Issue #391, opened 2026-08-02
[Bug] Relay SMTP settings not applied to webmail container + logout redirects to 404


farrasrayhand:
### Description

After configuring SMTP relay (Brevo/custom) in the Emails → Sending tab, the webmail container still uses the default `mail.example.com:465` instead of the configured relay settings.

### Steps to Reproduce

1. Install mail server via Openship
2. Go to Emails → Sending
3. Enable relay, set custom SMTP (e.g. Brevo `smtp-relay.brevo.com:587`)
4. Save changes — UI shows "Relay active" ✅
5. Go to Emails → Test → send test email

### Expected Behavior

Test email should be sent via the configured relay (`smtp-relay.brevo.com:587`).

### Actual Behavior

Error: `SMTP submission check failed against mail.example.com:465: Connection timeout`

Inspecting the webmail container environment variables confirms it still uses old defaults:

```
DEFAULT_SMTP_HOST=mail.example.com
DEFAULT_SMTP_PORT=465
```

### Root Cause (suspected)

The webmail container is created with hardcoded default SMTP env vars and does not get recreated or updated when relay settings are changed via the UI. The relay config appears to be saved (UI shows "Relay active") but is not propagated to the webmail container's environment.

### Workaround

Sending directly via `swaks` using Brevo credentials works fine, confirming the relay config itself is correct:

```bash
swaks --to user@gmail.com \
      --from postmaster@example.com \
      --server smtp-relay.brevo.com \
      --port 587 \
      --auth LOGIN \
      --auth-user YOUR_BREVO_LOGIN \
      --auth-password "YOUR_SMTP_KEY" \
      --tls
```

Output confirms successful delivery:

```
235 2.0.0 Authentication succeeded
250 2.0.0 OK: queued
221 2.0.0 Bye
```

---

### Description

After logging out from the webmail interface, the user is redirected to an invalid URL containing `undefined` instead of the correct login path, resulting in a 404 Page Not Found error.

### Steps to Reproduce

1. Log in to the webmail interface at `https://mail.example.com/mail`
2. Click logout
3. Observe the redirect URL

### Expected Behavior

User should be redirected to:

```
https://mail.example.com/mail/login
```

### Actual Behavior

User is redirected to:

```
https://mail.example.com/mail/undefined/login
```

This results in a 404 Page Not Found error.

### Workaround

Manually navigate to:

```
https://mail.example.com/mail
```

Or clear browser cookies and access the URL directly.

---

## Environment

[...]

PR #420, opened 2026-08-04
fix(email): resolve webmail logout redirect to /mail/undefined/login

santhiprakash:
Partially addresses #391 (Bug 2 only — logout redirect; SMTP relay is out of scope).

## Problem

After logging out of the self-hosted webmail UI, the post-logout session guard redirect used `${import.meta.env.VITE_PUBLIC_APP_URL}/login`. Self-hosted release builds omit that env var, so the template literal becomes the relative URL `undefined/login`. From `/mail/inbox`, the browser resolves that to `/mail/undefined/login` (404).

## Triage / Root cause

`clientLoader` auth guards in the email SPA (notably `apps/email/client/app/(routes)/mail/[folder]/page.tsx`) built redirect targets from build-time `VITE_PUBLIC_APP_URL`. The same class of bug was already fixed for API calls via `backend-url.ts`; redirects still used the stale env pattern.

Logout flow: `nav-user.tsx` → hard-navigate `/mail/inbox` → folder `clientLoader` sees no session → broken redirect.

## Fix

- Add `apps/email/client/lib/app-url.ts` with `getAppUrl()` / `absoluteAppUrl()` — runtime `window.location.origin` in the browser, optional `VITE_PUBLIC_APP_URL` fallback off-browser (mirrors `backend-url.ts`).
- Route all SPA `Response.redirect` call sites through `absoluteAppUrl()`.

## Verification

- `bun test apps/email/client/lib/app-url.test.ts` — passes; asserts logout/login redirect is `/login`, not `undefined/login`, when no origin env is set.
- Preflight: issue #391 open, no duplicate PRs, bug marker still on upstream.

## Notes / Risks

- Scoped to Bug 2 only per CONTRIBUTING one-change-per-PR.
- Also fixes the same latent bug in settings/mailto/create loaders that used the same env pattern.

### DIFF
--- a/apps/email/client/app/(routes)/mail/[folder]/page.tsx
+++ b/apps/email/client/app/(routes)/mail/[folder]/page.tsx
@@ -2,6 +2,7 @@ import { useLoaderData, useNavigate } from 'react-router';
 
 import { MailLayout } from '@/components/mail/mail';
 import { useLabels } from '@/hooks/use-labels';
+import { absoluteAppUrl } from '@/lib/app-url';
 import { authProxy } from '@/lib/auth-proxy';
 import { useEffect, useState } from 'react';
 import type { Route } from './+types/page';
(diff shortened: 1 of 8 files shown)


santhiprakash:
Closing — the mail client on main has been restructured and the logout-redirect surface this PR patched (apps/email/client/lib/app-url.ts) no longer exists in that form.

## Assignment
Where a line of the records has the string "still", return that line.

## Task solution
After configuring SMTP relay (Brevo/custom) in the Emails → Sending tab, the webmail container still uses the default `mail.example.com:465` instead of the configured relay settings.
Inspecting the webmail container environment variables confirms it still uses old defaults:
`clientLoader` auth guards in the email SPA (notably `apps/email/client/app/(routes)/mail/[folder]/page.tsx`) built redirect targets from build-time `VITE_PUBLIC_APP_URL`. The same class of bug was already fixed for API calls via `backend-url.ts`; redirects still used the stale env pattern.
- Preflight: issue #391 open, no duplicate PRs, bug marker still on upstream.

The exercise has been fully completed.